Introduction
Criminal justice agencies rely heavily on Records Management Systems (RMS), Computer-Aided Dispatch (CAD), and Jail Management Systems (JMS) to manage daily operations. These systems generate massive amounts of Criminal Justice Information (CJI) that must be archived securely and retained in accordance with CJIS Security Policy and state/local laws. This blog explores strategies for archiving RMS, CAD, and JMS data while aligning with defensible retention schedules.
Why Archiving Matters
- Regulatory Compliance: Laws and CJIS Security Policy mandate specific retention periods for different CJI records.

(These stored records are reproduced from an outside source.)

PR #2283, opened 2024-06-21
Support NumPy 2

### LINKED ISSUE #2205: Support NumPy 2.0

sdrave:
Note that with NumPy 2,

```python
np.array(..., copy=False)
```

will raise an error when a copy cannot be avoided. The old 'avoid copy when possible' can be achieved by setting `copy=None`, which won't be accepted by older NumPys. NumPy recommends using `asarray`, which does not have the `ndmin` parameter.

Fixes #2205.

### DIFF
--- a/src/pymor/analyticalproblems/expressions.py
+++ b/src/pymor/analyticalproblems/expressions.py
@@ -60,7 +60,7 @@ builtin_max = max
 
 if np.lib.NumpyVersion(np.__version__) >= '2.0.0':
     NUMPY_COPY_IF_NEEDED = None
-elif np.lib.NumpyVersion(np.__version__) < '1.28.0':
+else:
     NUMPY_COPY_IF_NEEDED = False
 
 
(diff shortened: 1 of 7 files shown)


pmli (approved):

src/pymor/analyticalproblems/expressions.py
```diff
@@ -58,6 +58,12 @@
 builtin_max = max
 
 
+if np.lib.NumpyVersion(np.__version__) >= '2.0.0':
+    NUMPY_COPY_IF_NEEDED = None
+elif np.lib.NumpyVersion(np.__version__) < '1.28.0':
+    NUMPY_COPY_IF_NEEDED = False
+
```
ftschindler, line 65: Would you not want an `else` branch here? Or do you want the call below to fail on purpose for unsuitable numpy versions (>= 1.28 && < 2) to detect a mismatch in the hardcoded versions here w.r.t. the ones in the pyproject.toml?

sdrave: Guess I messed up when adapting this from scipy. Fixed.

Issue #1623, opened 2022-05-09
Support SciPy's sparse arrays


pmli:
SciPy 1.8 introduced [sparse arrays](https://docs.scipy.org/doc/scipy-1.8.0/reference/sparse.html). It might be that pyMOR already supports both sparse matrices and arrays, but it would be good to actually test this.

pmli:
I did some small testing:

```python
>>> import numpy as np
>>> import scipy.sparse as sps
>>> from pymor.operators.numpy import NumpyMatrixOperator
>>> mat = np.reshape(np.arange(1, 10), (3, 3))
>>> A = NumpyMatrixOperator(sps.csc_matrix(mat))
>>> B = NumpyMatrixOperator(sps.csc_array(mat))
>>> v = A.source.ones(1)
>>> A.apply(v)
NumpyVectorArray(NumpyVectorSpace(3), [[ 6. 15. 24.]], _len=1)
>>> B.apply(v)
NumpyVectorArray(NumpyVectorSpace(3), [[ 6. 15. 24.]], _len=1)
```

It suggests that SciPy's sparse arrays are ok at least with the `apply` method (the only difference should be in `*` for matrix-matrix multiplication). It is probably still a good idea to test this in CI. Also, it might be good for `NumpyMatrixOperator` to do some type checking.

PR #2296, opened 2024-07-08
Enhance `LTIModel.from_matrices`

artpelling:
I've made small changes to `LTIModel.from_matrices` and related methods to remove inconveniences. I set the default `state_id` to `None` and allow `scipy.sparse.sparray`s to be passed as well.
SciPy `sparse` seems to be transitioning away from matrices towards arrays..


sdrave (changes requested):
Looks good! I fully support removing 'default space ids' in pyMOR. A similar PR should also be made for the builtin discretization toolkit.

CI fails since our oldest supported SciPy does not seem to have sparse arrays. @artpelling, can you check when they have been introduced. Depending on what is packaged in stable Debian and RHEL I'd be fine with bumping the requirement or we should consider guarding the import.

pmli:
Sparse arrays were introduced in SciPy 1.8 (#1623), which was released in [Feb 2022](https://pypi.org/project/scipy/1.8.0/).

sdrave:
@artpelling, 'vanilla oldest' fails with 

```AttributeError: module 'scipy.sparse' has no attribute 'sparray'```

even though it's running with SciPy 1.8. Probably there is no `sparray` base class in older versions?

sdrave:
Hi @artpelling, saw that you updated the branch. The 'oldest' builds are still failing, see my comment above.

artpelling:
> Hi @artpelling, saw that you updated the branch. The 'oldest' builds are still failing, see my comment above.

yes, I hoped it would magically be resolved. It seems like `sparray` was only introduced in SciPy 11.0. Are we ok with choosing that as our oldest version? If not I could maybe try using `_sparray` which seems to exist since 1.8.0.

sdrave:
> > Hi @artpelling, saw that you updated the branch. The 'oldest' builds are still failing, see my comment above.
> 
> yes, I hoped it would magically be resolved. It seems like `sparray` was only introduced in SciPy 11.0. Are we ok with choosing that as our oldest version? If not I could maybe try using `_sparray` for versions 1.8.0. to 10.x

SciPy 1.11 is only a year old. So far, at least my policy was to require nothing that is newer than Debian stable (which has 1.10). So I'd say going with `_sparray` for older SciPy would be the right thing to do.

Since we live in modern times, where nobody depends on system packages any longer, we *might* consider dropping the 'oldest' tests and only support the current versions tested in CI. This would remove some burden from the developers, but might cause more issues for users if they want to install pyMOR in some existing setup.  I would be open to a discussion ..

artpelling:
@sdrave Let's see if that works :coffee:

sdrave:
> @sdrave Let's see if that works ☕

Doesn't work, unfortunately: `AttributeError: module 'scipy.sparse' has no attribute '_sparray'`

sdrave (approved):
Looks good from my side. Congrats on making it through CI hell, @artpelling!

artpelling:
> Looks good from my side. Congrats on making it through CI hell, @artpelling!

😎😎😎😎😎🤌🏻

sdrave:
@pmli, any comments from your side?

pmli (approved):
Looks good to me!

PR #2304, opened 2024-07-29
Recalculated shifted Cholesky QR

maxbindhak:
Shifted Cholesky QR version, in which the shift gets recalculated in every iteration again. Seem to work reliable even for highly ill-conditioned matrices. Requires possibly far more iterations (e.g. `maxIter=10`) in some cases.

See discussion in #2301


sdrave:
Minor remark: if we are going to support shift-recalculation, we should either always do it, or offer it as an option to `shifted_chol_qr`. In either case, we need to ensure that

HenKlei:
Any progress on this @maxbindhak? Who feels responsible to look into this @pymor/main?

src/pymor/algorithms/chol_qr.py
```diff
@@ -84,31 +92,45 @@ def shifted_chol_qr(A, product=None, return_R=False, maxiter=3, offset=0, orth_t
     if maxiter == 1:
         logger.warning('Single iteration shifted CholeskyQR can lead to poor orthogonality!')
 
-    B, X = np.split(A[offset:].inner(A, product=product), [offset], axis=1)
-    B = B.conj()
+    def _compute_gramian_and_offset_matrix():
+        if isinstance(A, ListVectorArray):
+            # for a |ListVectorArray| it is slightly faster to compute `B` and `X` separately
+            B = A[offset:].inner(A[:offset], product=product)
+            X = A.gramian(product)
```
sdrave, line 99: Shouldn't this be

```suggestion
            X = A[offset:].gramian(product)
```

sdrave (changes requested):
Code looks good, except for the issue with `ListVectorArray`. If I'm not mistaken, this cannot work for `ListVectorArrays` with non-zero offset?

Also, there don't seem to be any test for the `offset > 0` case. Could you add one?

sdrave (approved):

sdrave:
Thanks, looks good now!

- Operational Continuity: Archived RMS, CAD, and JMS data supports investigations, audits, and legal proceedings.
- Storage Optimization: Proper archiving prevents primary systems from being overloaded with historical records.
Key Data Types
- RMS Data: Case reports, arrest logs, citations, evidence records.

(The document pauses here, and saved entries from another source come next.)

PR #33828, opened 2021-11-16
[LS] Add completion support for mapping match pattern

malinthar:
## Purpose
$subject as depicted below. 

capture

Fixes #33383 

## Check List 
- [x] Read the [Contributing Guide](https://github.com/ballerina-platform/ballerina-lang/blob/master/CONTRIBUTING.md)
- [ ] Updated Change Log
- [ ] Checked Tooling Support (#<Issue Number>)
- [x] Added necessary tests
  - [x] Unit Tests
  - [ ] Spec Conformance Tests
  - [ ] Integration Tests
  - [ ] Ballerina By Example Tests
- [x] Increased Test Coverage   
- [ ] Added necessary documentation  
  - [ ] API documentation 
  - [ ] Module documentation in Module.md files
  - [ ] Ballerina By Examples

PR #33979, opened 2021-11-24
Add missing completions in multiple wait actions

### LINKED ISSUE #33886: Missing completions inside mapping constructor expression in multiple-wait-action
**Description:**

1. Missing completions for field names.
Screenshot 2021-11-17 at 15 46 58

2. Missing completions for workers.
Screenshot 2021-11-17 at 16 14 42

**Describe your task(s)**
```
type Result record {
 (int|error) a; 
 (string|error) b; 
 };

 public function main() {

    worker WA returns int|error {
        return 0;
    }
  
    worker WB returns string|error {
        return "";
    }

    Result r = wait {a:WA, b:WB};
}
```

Relates to #33632

TharushiJay:
## Purpose
This PR refactors the logic in `WaitFieldsListNodeContext` to add support for missing completions in multiple wait actions.

Fixes #33886 

## Samples
Screenshot 2021-12-02 at 12 57 12

## Check List 
- [ ] Updated Change Log
- [x] Added necessary tests
  - [x] Unit Tests
  - [ ] Spec Conformance Tests
  - [ ] Integration Tests
- [ ] Increased Test Coverage   
  - [ ] API documentation 
  - [ ] Ballerina By Examples


malinthar (changes requested):
Changes Looks Good. However there are several methods that are identical to the methods in the MappingConstructorExpressionNodeContext. With this PR  #33828 I have moved the duplicated logic into an abstract class called MappingContextProvider. We can extend that abstract class here as well. WDYT?

TharushiJay:
> Changes Looks Good. However there are several methods that are identical to the methods in the MappingConstructorExpressionNodeContext. With this PR #33828 I have moved the duplicated logic into an abstract class called MappingContextProvider. We can extend that abstract class here as well. WDYT?

+1. Will refactor the code once it is merged.

gayalkuruppu (commented):
Is it okay to provide incorrect default values in the following scenario? WDYT @TharushiJay  @nadeeshaan  ?

https://user-images.githubusercontent.com/46120162/143392115-3d209cbb-36fb-4f7c-b251-1c3e7a4edf26.mov

language-server/modules/langserver-core/src/main/java/org/ballerinalang/langserver/completions/builder/VariableCompletionItemBuilder.java
```diff
@@ -49,6 +50,16 @@ public static CompletionItem build(VariableSymbol varSymbol, String label, Strin
         return item;
     }
 
+    public static CompletionItem build(WorkerSymbol workerSymbol, String label, String type) {
```
nadeeshaan, line 53: Shall we create a separate builder for the workers?

nadeeshaan (changes requested):

nadeeshaan:
> Is it okay to provide incorrect default values in the following scenario? WDYT @TharushiJay @nadeeshaan ?
> 
>  Screen.Recording.2021-11-25.at.12.03.20.mov

We should not provide the mapping expression related completions here, IMHO. We can stick to the workers and the futures.

TharushiJay:
> > Is it okay to provide incorrect default values in the following scenario? WDYT @TharushiJay @nadeeshaan ?
> > Screen.Recording.2021-11-25.at.12.03.20.mov
> 
> We should not provide the mapping expression related completions here, IMHO. We can stick to the workers and the futures.

@nadeeshaan We do provide futures and workers within the value expression. However, as the **completion insert text** of the field completion item, we get the default values (0, “ “). Since we cannot provide a default value for a future/worker, would you recommend to leave the completion insert text empty, in order to avoid the syntax errors?

language-server/modules/langserver-core/src/main/java/org/ballerinalang/langserver/completions/providers/context/WaitFieldsListNodeContext.java
```diff
@@ -44,14 +54,50 @@ public WaitFieldsListNodeContext() {
...
+        List<Symbol> filteredList = visibleSymbols.stream() 
+                .filter(CommonUtil.getVariableFilterPredicate().or(symbol -> symbol.kind() == WORKER))
+                .collect(Collectors.toList());
+        return this.getCompletionItemList(filteredList, context);
+    }
+
+    protected List<LSCompletionItem> getExpressionsCompletionsForQNameRef(BallerinaCompletionContext context,
+                                                                          NonTerminalNode nodeAtCursor) {
+        QualifiedNameReferenceNode qNameRef = (QualifiedNameReferenceNode) nodeAtCursor;
+        Predicate<Symbol> filter = symbol -> symbol instanceof VariableSymbol
```
malinthar, line 82: Is there a particular reason to skip types. Would it be incorrect to use the `QnameReferenceUtil.getExpressionCompletions()` API

malinthar (commented):
Changes look good. I just have the following concern

language-server/modules/langserver-core/src/main/java/org/ballerinalang/langserver/completions/providers/context/WaitFieldsListNodeContext.java
TharushiJay: There was no particular reason. Will use it instead 👍

malinthar (dismissed):
LGTM

language-server/modules/langserver-core/src/test/resources/completion/statement_context/source/wait_action_ctx_source16.bal
```diff
@@ -0,0 +1,25 @@
...
+    }
+  
+    worker WB returns string|error {
+        return "";
+    }
+    
+    future<int> fint = start getInt();
+    future<string> fstr = start getString(); 
+
+    map<string|error> myVar = wait {fieldName: module1: };
```
IMS94, line 16: Can we expect qualified name references for workers? IMO, no. Only usage will be like this:
```
map<string|error> myVar = wait {fieldName: start module1:<function_name>() };
```
Therefore, I think we don't need the qualified name reference part in the completion context (or return an empty list in that case). WDYT?

IMS94 (changes requested):
Changes look good. Have concern regarding usage of qualified name references in wait action.

language-server/modules/langserver-core/src/test/resources/completion/statement_context/source/wait_action_ctx_source16.bal
TharushiJay: Agreed about the usage. Returned an empty list instead.

nadeeshaan (approved):
LGTM

PR #33985, opened 2021-11-24
Fix TypeGuardTest

MaryamZi:
## Purpose
$title.

### DIFF
--- a/language-server/modules/langserver-core/src/test/resources/codeaction/type-guard/config/typeGuardVariableCodeAction3.json
+++ b/language-server/modules/langserver-core/src/test/resources/codeaction/type-guard/config/typeGuardVariableCodeAction3.json
@@ -16,7 +16,7 @@
                             "character": 28
                         }
                     },
-                    "newText": "\n    if cur is SingleCharDelim {\n\n    } else if cur is CompoundAssignDelim {\n\n    } else if cur is \"\u003c\u003c\" {\n\n    } else if cur is \"\u003e\u003e\" {\n\n    } else if cur is \"int\" {\n\n    } else if cur is \"string\" {\n\n    } else if cur is 100 {\n\n    } else if cur is \"200\" {\n\n    } else {\n\n    }\n"
+                    "newText": "\n    if cur is Token {\n\n    } else {\n\n    }\n"
                 }
             ]
         }


language-server/modules/langserver-core/src/test/resources/codeaction/type-guard/config/typeGuardVariableCodeAction3.json
```diff
@@ -16,7 +16,7 @@
                             "character": 28
                         }
                     },
-                    "newText": "\n    if cur is SingleCharDelim {\n\n    } else if cur is CompoundAssignDelim {\n\n    } else if cur is \"\u003c\u003c\" {\n\n    } else if cur is \"\u003e\u003e\" {\n\n    } else if cur is \"int\" {\n\n    } else if cur is \"string\" {\n\n    } else if cur is 100 {\n\n    } else if cur is \"200\" {\n\n    } else {\n\n    }\n"
+                    "newText": "\n    if cur is Token {\n\n    } else {\n\n    }\n"
```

- CAD Data: Incident dispatch logs, call records, radio traffic, response times.
- JMS Data: Inmate booking records, movement history, release dates.
Each dataset has different retention requirements, making classification and scheduling critical.

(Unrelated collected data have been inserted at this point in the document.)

PR #33987, opened 2021-11-24
Support generating resources with compiler plugins code generators

### LINKED ISSUE #32648: In-Built compiler plugins should have an order when executing

### LINKED ISSUE #32717: `CompilerLifecycleTask` is not executed when we use `bal run` command
**Description:**
We have developed a in-built compiler plugin for ballerina OpenAPI to generate OpenAPI docs for HTTP services in built time. In this plugin we have used `CompilerLifecycleTask` provided in ballerina project API to inject resources to generated thin-jar and executable jar. 

When we use `bal build` command, `CompilerLifecycleTask` is invoked and resource injection will be successful. But if we use `bal run` command then `CompilerLifecycleTask` is not invoked and resource injection will be unsuccessful. 

**Affected Versions:**
- Ballerina Swan Lake Beta3 RC3

Related to [#1616](https://github.com/ballerina-platform/ballerina-standard-library/issues/1616)

### LINKED ISSUE #33651: Improve code generator plugin tasks to support resource file generation
I introduced code generators to the current compiler plugin design. You can find more details here: 
- https://github.com/ballerina-platform/ballerina-lang/issues/29283
- https://github.com/ballerina-platform/ballerina-lang/pull/33649

But in this version, I didn't support resource file generation. This is because the Project API does not represents resources in the API.

azinneera:
Fixes #33651
Fixes #32648
Fixes #32717

## Check List 
- [ ] Updated Change Log
- [x] Added necessary tests
  - [x] Unit Tests
  - [ ] Spec Conformance Tests
  - [x] Integration Tests
- [ ] Increased Test Coverage   
  - [ ] API documentation 
  - [ ] Ballerina By Examples


cli/ballerina-cli/src/main/java/io/ballerina/cli/task/CompileTask.java
```diff
@@ -72,6 +73,15 @@ public void execute(Project project) {
                 BuildTime.getInstance().packageResolutionDuration = System.currentTimeMillis() - start;
                 start = System.currentTimeMillis();
             }
+
+            // run built-in code generator compiler plugins
+            if (project.kind().equals(ProjectKind.BUILD_PROJECT)) {
```
xlight05, line 78: This could be a problem for Azure functions/AWS lambda modules. as those modules contain single file projects. I understand from the compiler POV Single File projects can't have more than one sources but from users point of view it can be bit confusing as they are not aware of the internals. 
In this case we might have to turn the single file project into build project if theres additional generated sources. I think this can be very complicated task :/
If we can't fix this issue, i think we have to force users to always use Projects instead of Single file projects when using AWS lambda and Azue functions modules.

@sameerajayasoma  @azinneera

sameerajayasoma: I think It is better to restrict your feature only to build projects

sameerajayasoma (dismissed):

pramodya1994 (approved):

Retention Schedule Strategies
1. Legal and Policy Alignment
- Map retention schedules to state statutes, federal requirements, and CJIS mandates.
- Examples: Arrest logs may require long-term retention; minor citations may have shorter schedules.
2. System Integration
- Integrate RMS, CAD, and JMS with archiving platforms at ingestion.
- Ensure metadata tagging for retention classification.
3. Automation
- Automate retention schedules to reduce manual errors.
- Trigger defensible deletion when retention periods expire.
4. Audit Readiness
- Maintain audit trails showing classification, retention decisions, and deletion events.
- Provide on-demand reports for oversight bodies.
Challenges
- Data Complexity: RMS, CAD, and JMS records often overlap across systems.
- Volume: High call and arrest volume can generate petabytes of CJI annually.
- Evolving Regulations: State/local retention laws may change frequently.
Best Practices
- Develop Clear Policies: Create retention schedules specific to each system.
- Metadata Tagging: Ensure records are tagged with type, sensitivity, and retention category.
- Automated Workflows: Reduce manual intervention with policy-driven automation.
- Segregation of Data: Store RMS, CAD, and JMS archives separately for clarity and compliance.
- Regular Reviews: Update schedules as laws and CJIS requirements evolve.
Conclusion
Archiving RMS, CAD, and JMS data with defensible retention schedules is critical to maintaining compliance, operational efficiency, and audit readiness. By aligning retention with policy, automating workflows, and ensuring oversight, agencies can securely manage the lifecycle of CJI while reducing risk and preserving trust.